MMProLong: training long-context vision-language models with generalization beyond 128K
Source: HuggingFace Daily Papers · 2026-05-14 Paper: arXiv 2605.13831 Raw: raw Tier: 2. Long-context VLMs, training recipes, generalization
TL;DR
A systematic study of long-context continued pre-training for vision-language models, extending a 7B model from 32K to 128K context. Three findings: long-document VQA is substantially more effective than OCR transcription; balanced sequence-length distribution beats target-length-focused training (better generalization at unseen lengths); retrieval remains the primary bottleneck, favoring retrieval-heavy data mixtures. The resulting model, MMProLong, comes from Qwen2.5-VL-7B with only 5B tokens of long-context pretraining, gains 7.1% on long-document VQA, and maintains strong performance at 256K and 512K well beyond its 128K training window. It also transfers without supervision to webpage-multimodal needle retrieval, long-context vision-text compression, and long-video understanding.
Why it matters
The wiki has been tracking long-context training and serving on two tracks: pretraining recipes (this paper, Lighthouse Attention) and inference-time selectivity (Make Each Token Count, MISA, UniPrefill). MMProLong is the cleanest long-context-VLM training recipe in the wiki and one of the more useful negative results on data mix (target-length focused is worse than balanced).
Mechanism
Three ablations, each operationalized:
Pre-training data mix Headline finding
───────────────────────── ───────────────────────────────────
Long-document VQA vs OCR ───► VQA wins. The reasoning task pulls
more long-context capability than
transcription.
128K-focused vs balanced ───► Balanced wins. Generalization
beyond train length requires
diverse retrieval positions.
Retrieval-heavy vs reasoning ──► Retrieval-heavy wins. Long-context
bottleneck is finding the relevant
chunk, not reasoning over it.
The result is a tight recipe: extend with VQA, balance the lengths, weight retrieval. Total cost: 5B tokens on a 7B base. The transfer claims (256K, 512K beyond 128K training; webpage needle retrieval; vision-text compression; long-video understanding without task-specific training) suggest the recipe is buying genuinely transferable long-context capability rather than memorizing target-length artifacts.
Connections
- Make Each Token Count (2026-05-12) said the full cache is dilutive once context is long enough. MMProLong gives the training-side complement: training data should also be diverse-length to teach the model to find signal at any position. The two papers together say "long context needs balance at both training and inference time."
- Lighthouse Attention (NousResearch, @omarsar0 retweet 2026-05-12, paper 2605.06554) speeds long-context training via a removable subquadratic wrapper. MMProLong is orthogonal — same training, different mix.
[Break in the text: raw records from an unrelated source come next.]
PR #4473, opened 2024-04-24
IA-4831: use originatingUserEmail instead of userInfo.userEmail

blakery:
__Jira ticket__: https://broadworkbench.atlassian.net/browse/IA-4831
Required for: https://broadworkbench.atlassian.net/browse/WOR-1545

## Summary of changes

Pass in `originatingUserEmail` instead of `userInfo.userEmail` for `AppInstall`, so it can get a pet with the email.
Most places the service was already doing the right thing, but there were a couple of places it wasn't.

### What

-

### Why

-

### What to test
WDS is created in a cloned workspace via async flows (which use a Pet to start WDS)
- 

### Who tested and where

I tested creating a workspace, creating apps, cloning a workspace, deleting a workspace, all in a bee.

- [ ] I validated this change 

### DIFF
--- a/http/src/main/scala/org/broadinstitute/dsde/workbench/leonardo/http/service/LeoAppServiceInterp.scala
+++ b/http/src/main/scala/org/broadinstitute/dsde/workbench/leonardo/http/service/LeoAppServiceInterp.scala
@@ -780,7 +780,7 @@ final class LeoAppServiceInterp[F[_]: Parallel](config: AppServiceConfig,
         getSavableApp(
           cloudContext,
           appName,
-          userInfo.userEmail,
+          originatingUserEmail,
           samResourceId,
           req,
           diskResultOpt.map(_.disk),
--- a/http/src/main/scala/org/broadinstitute/dsde/workbench/leonardo/http/service/LeoAppServiceInterp.scala
+++ b/http/src/main/scala/org/broadinstitute/dsde/workbench/leonardo/http/service/LeoAppServiceInterp.scala
@@ -732,7 +732,7 @@ final class LeoAppServiceInterp[F[_]: Parallel](config: AppServiceConfig,
 
       // Save or retrieve a KubernetesCluster record for the app
       saveCluster <- F.fromEither(
-        getSavableCluster(userInfo.userEmail, cloudContext, ctx.now)
+        getSavableCluster(originatingUserEmail, cloudContext, ctx.now)
       )
       saveClusterResult <- KubernetesServiceDbQueries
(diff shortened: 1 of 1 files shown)


dvoet (approved):

aherbst-broad (approved):

cpate4:
so, the team has been talking about this. there were concerns at first blush that we were discussing and trying to figure out next steps for:

1. this was a change to "get" a different identification for the user, 
2. there are still instances [where `userInfo`](https://github.com/DataBiosphere/leonardo/pull/4473/files#diff-6601f136c46d939b445dae3bcbe164de0c94da97bc87c450e3eea6dc3e9d66fbR763-R776) (in the same method body) is using the `userInfo` object (and if you look deeper, there is an ask to eventually get the `originatingUserEmail` in that method, but ...).
3. no new unit tests were introduced to support this work
4. OPEN QUESTION: Is there a need for data migration? Anywhere? Given that we were using different ids to do things ...

cc: @dvoet, @aherbst-broad, @blakery, @lucymcnatt, @jdcanas, @cindy-broadinstitute

blakery:
> so, the team has been talking about this. there were concerns at first blush that we were discussing and trying to figure out next steps for:
> 
> 1. this was a change to "get" a different identification for the user,
> 2. there are still instances [where `userInfo`](https://github.com/DataBiosphere/leonardo/pull/4473/files#diff-6601f136c46d939b445dae3bcbe164de0c94da97bc87c450e3eea6dc3e9d66fbR763-R776) (in the same method body) is using the `userInfo` object (and if you look deeper, there is an ask to eventually get the `originatingUserEmail` in that method, but ...).
> 3. no new unit tests were introduced to support this work
> 4. OPEN QUESTION: Is there a need for data migration? Anywhere? Given that we were using different ids to do things ...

The natural composition: train with Lighthouse Attention's wrapper and MMProLong's balanced retrieval-heavy mix.
- r/LocalLLaMA Qwen 3.6 long-context practitioner reports (1tcc7h5: 24 tok/s on GTX 1080 with KV cache quantization) confirm long-context inference is now a tractable deployment target. MMProLong's training recipe is what gets you a long-context model worth deploying.
Research angle
- Recipe transfer across base models. MMProLong is built on Qwen2.5-VL-7B. The transfer question: does the same recipe (balanced length distribution, retrieval-heavy, VQA-driven) work on Llama-VL, InternVL, or LLaVA-OneVision at the same parameter scale? If yes, this becomes the default long-context VLM recipe.
- Beyond VLMs. Long-document VQA is the VLM analogue of long-document QA in text-only models. Whether the balanced-mix finding transfers to text-only long-context training is a one-experiment check, but with large practical implications for the broader long-context training literature.
- Composability with diffusion-decoder approaches. Orthrus (same day) accelerates inference via parallel decoding. Whether an MMProLong-trained model retains its long-context behavior under Orthrus drafting is an open composition question.
Where it lives
Update kv-cache.md — first long-context VLM training recipe in the wiki. Cross-reference with knowledge-distillation.md — the retrieval-heavy mix finding implies that long-context distillation should weight retrieval-style examples too.